Location: United States

Wednesday, December 21, 2005

Deja Vu All Over Again

The Star-Ledger is joining a growing chorus of people calling for the reigning in of executive power in the Bush Administration. There's good reason.

Spying on Americans' phone calls. Shipping foreigners to secret overseas prison camps where torture may be routine. FBI surveillance of environmental and anti-poverty organizations. Keeping a Pentagon database on the activities of peaceful antiwar protests, including one at William Paterson University.

That's only the leading paragraph. Nor have we received any sort of apology from the President - or any of his cabinet members - for violating the moral values of the American people. Instead, we get a Machiavellian defense of "The Fox and The Lion". "I didn't want to do this - but I had to!"

Anyone who remembers "Tricky Dick" Nixon (or any parent of a toddler) should be entirely consumed in "deja vu all over again".

FROST: So what in a sense, you're saying is that there are certain situations, and the Huston Plan or that part of it was one of them, where the president can decide that it's in the best interests of the nation or something, and do something illegal.

NIXON: Well, when the president does it that means that it is not illegal.

FROST: By definition.

NIXON: Exactly. Exactly. If the president, for example, approves something because of the national security, or in this case because of a threat to internal peace and order of significant magnitude, then the president's decision in that instance is one that enables those who carry it out, to carry it out without violating a law. Otherwise they're in an impossible position.

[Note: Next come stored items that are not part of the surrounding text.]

PR #2595, opened 2020-02-16
Fix fullscreen reader for notch device

onlymash:
- Notch device support fullscreen 
- Make fullscreen switching smoother

### DIFF
--- a/app/src/main/java/eu/kanade/tachiyomi/ui/reader/ReaderActivity.kt
+++ b/app/src/main/java/eu/kanade/tachiyomi/ui/reader/ReaderActivity.kt
@@ -1,6 +1,7 @@
 package eu.kanade.tachiyomi.ui.reader
 
 import android.annotation.SuppressLint
+import android.annotation.TargetApi
 import android.app.ProgressDialog
 import android.content.Context
 import android.content.Intent
@@ -120,9 +121,6 @@ class ReaderActivity : BaseRxActivity<ReaderPresenter>() {
             else -> R.style.Theme_Reader
         })
         super.onCreate(savedState)
-        if (Build.VERSION.SDK_INT >= Build.VERSION_CODES.P) {
-            window.attributes.layoutInDisplayCutoutMode = WindowManager.LayoutParams.LAYOUT_IN_DISPLAY_CUTOUT_MODE_SHORT_EDGES
-        }
         setContentView(R.layout.reader_activity)
 
         if (presenter.needsInit()) {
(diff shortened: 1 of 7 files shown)


onlymash:
- Before
VID_20200216_222002_02

- After
VID_20200216_222002_03

wopian:
Won't this cause text to be cut off for those that have "Crop Borders" enabled?

arkon:
This could replace #2121 if it's updated.

I'd prefer for this to be configurable.

app/src/main/java/eu/kanade/tachiyomi/ui/reader/ReaderActivity.kt
```diff
@@ -646,6 +653,14 @@ class ReaderActivity : BaseRxActivity<ReaderPresenter>() {
             }
         }
 
+        @TargetApi(Build.VERSION_CODES.P)
+        private fun setCutoutShort(enabled: Boolean) {
```
arkon: Is there a way to force a re-layout after this? It seems that toggling the option doesn't make it take effect until I show/hide the toolbars again.

app/src/main/res/values/strings.xml
```diff
@@ -184,6 +184,7 @@
 
       <!-- Reader section -->
     <string name="pref_fullscreen">Fullscreen</string>
+    <string name="pref_cutout_short">Content renders into the cutout area</string>
```
arkon: Maybe something shorter like "Show content in cutout area"?

app/src/main/java/eu/kanade/tachiyomi/ui/setting/SettingsReaderController.kt
```diff
@@ -74,6 +74,13 @@ class SettingsReaderController : SettingsController() {
             titleRes = R.string.pref_fullscreen
             defaultValue = true
         }
+        if (Build.VERSION.SDK_INT >= Build.VERSION_CODES.P) {
```
arkon: It'd be nice if this only showed up when there actually is display cutout(s), but I'm not sure if it's actually possible to check that.

app/src/main/java/eu/kanade/tachiyomi/ui/reader/ReaderActivity.kt
onlymash: recreate activity(the worst practice)

arkon: Hmm... I guess it's fine for now then. We can revisit it if people complain.

Issue #2487, opened 2020-01-11
[Bug] Page Scrolling bar is off


shogunreaper:
### Device information
* Tachiyomi version: r1624 is the latest one i've seen it on but i'm pretty sure its been there since the new reader was made.
* Android version: 5 I think? I'm using a kindle fire 10 hd 2017) so its the custom amazon version.

## Steps to reproduce
1. Open manga
2. tap on screen to bring the page scroller up

### Expected behavior
This is what it looked like in older versions before the new reader.
https://i.imgur.com/ew8w6zZ.jpg

### Actual behavior
this is what it looks like now
https://i.imgur.com/MDqoNOj.jpg

arkon:
I'm pretty sure there's an open issue about this but I can't find it right now.

Have you changed your scaling settings at all?

shogunreaper:
no i havent i didnt even know there was scaling settings

arkon:
I mean on the device (not the app), but I assume you haven't

shogunreaper:
Oh no i haven't but like i said its only on the newer versions so i'd have to assume it's something wrong with the app itself.

PR #2601, opened 2020-02-18
Show page number only when toolbar is hidden

onlymash:
The toolbar or navigation bar is translucent, so the page number should be hidden


app/src/main/java/eu/kanade/tachiyomi/ui/reader/ReaderActivity.kt
```diff
@@ -37,12 +37,10 @@ import eu.kanade.tachiyomi.util.lang.plusAssign
...
 import eu.kanade.tachiyomi.util.system.GLUtil
 import eu.kanade.tachiyomi.util.system.toast
-import eu.kanade.tachiyomi.util.view.gone
-import eu.kanade.tachiyomi.util.view.visible
+import eu.kanade.tachiyomi.util.view.*
 import eu.kanade.tachiyomi.widget.SimpleAnimationListener
 import eu.kanade.tachiyomi.widget.SimpleSeekBarListener
 import kotlinx.android.synthetic.main.reader_activity.*
-import me.zhanghai.android.systemuihelper.SystemUiHelper
 import nucleus.factory.RequiresPresenter
```
arkon: I believe you can remove a dependency now.

app/src/main/java/eu/kanade/tachiyomi/ui/reader/ReaderActivity.kt
```diff
@@ -37,12 +37,10 @@ import eu.kanade.tachiyomi.util.lang.plusAssign
 import eu.kanade.tachiyomi.util.storage.getUriCompat
 import eu.kanade.tachiyomi.util.system.GLUtil
 import eu.kanade.tachiyomi.util.system.toast
-import eu.kanade.tachiyomi.util.view.gone
-import eu.kanade.tachiyomi.util.view.visible
+import eu.kanade.tachiyomi.util.view.*
 import eu.kanade.tachiyomi.widget.SimpleAnimationListener
 import eu.kanade.tachiyomi.widget.SimpleSeekBarListener
 import kotlinx.android.synthetic.main.reader_activity.*
-import me.zhanghai.android.systemuihelper.SystemUiHelper
```
arkon: I believe you can remove a dependency now.

app/src/main/java/eu/kanade/tachiyomi/ui/reader/ReaderActivity.kt
```diff
@@ -570,9 +579,6 @@ class ReaderActivity : BaseRxActivity<ReaderPresenter>() {
             subscriptions += preferences.trueColor().asObservable()
                     .subscribe { setTrueColor(it) }
 
-            subscriptions += preferences.fullscreen().asObservable()
```
arkon: Shouldn't we still have something like this to handle it when it gets toggled in the reader?

onlymash: setMenuVisibility will be called

arkon:
Tested in API 21, and it looks like this after toggling fullscreen off:

Screen Shot 2020-02-18 at 17 29 22

It's fine after the activity gets recreated though (i.e. exiting and entering again or rotating).

app/src/main/res/layout/reader_activity.xml
```diff
@@ -84,9 +83,7 @@
             <eu.kanade.tachiyomi.ui.reader.ReaderSeekBar
                 android:id="@+id/page_seekbar"
                 android:layout_width="0dp"
-                android:layout_height="wrap_content"
-                android:maxHeight="?attr/actionBarSize"
-                android:minHeight="?attr/actionBarSize"
```
arkon: Can you double check that this doesn't cause a regression for #2487?

app/src/main/java/eu/kanade/tachiyomi/ui/reader/ReaderActivity.kt
```diff
@@ -278,7 +283,12 @@ class ReaderActivity : BaseRxActivity<ReaderPresenter>() {
     private fun setMenuVisibility(visible: Boolean, animate: Boolean = true) {
         menuVisible = visible
         if (visible) {
-            systemUi?.show()
+            if (preferences.fullscreen().getOrDefault()) {
+                window.showBar()
+            } else {
+                reader_menu.setPadding(0, 0, 0, 0)
+                window.defaultBar()
+            }
```
arkon: Might be nice to extract this into a separate function.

That is absolutely wrong. The President is not above the law - to say otherwise is to totally ignore the totallity of American political theory and heritage.

There's a reason for the deja vu-ness here. The White House is virtually crawling with hold-over scum from the Nixon Administration. Here's a few links of key Administration figures to Nixon's cancerous abuse of power:

Dick Cheney:
Dick Cheney's political career began under the Nixon administration in 1969. He served in a number of positions, such as: Cost of Living Council, at the United States Office of Economic Opportunity (as a special assistant to Donald Rumsfeld beginning in the spring of 1969), and within the White House.

Donald Rumsfeld:
Assistant and Director of the Office of Economic Opportunity in the Cabinet of President Richard M. Nixon, 1969-1970; Counsellor to President Richard M. Nixon, 1970-1973; Director of the Cost of Living Council, 1971-1973; Ambassador and Permanent Representative to the North Atlantic Treaty Organization, 1973-1974

Paul Wolfowitz :
In 1972 U.S. President Richard Nixon under pressure from U.S. Senator Henry M. Jackson, who was unhappy with the SALT I strategic arms limitations talks and the policy of détente, dismissed the head of the U.S. Arms Control and Disarmament Agency (ACDA) and replaced him with Fred Ikle. Ikle brought in a completely new team including Wolfowitz, who had been recommended by his old tutor Albert Wohlstetter. Wolfowitz once again set to work writing and distributing research papers and drafting testimony, as he had previously done at the Committee to Maintain A Prudent Defence Policy. He also traveled with Ikle to strategic arms limitations talks in Paris and other European cities. His greatest success was in dissuading South Korea from reprocessing plutonium that could be diverted into a clandestine weapons program, a situation that would re-occur north of the border during the George W. Bush administration.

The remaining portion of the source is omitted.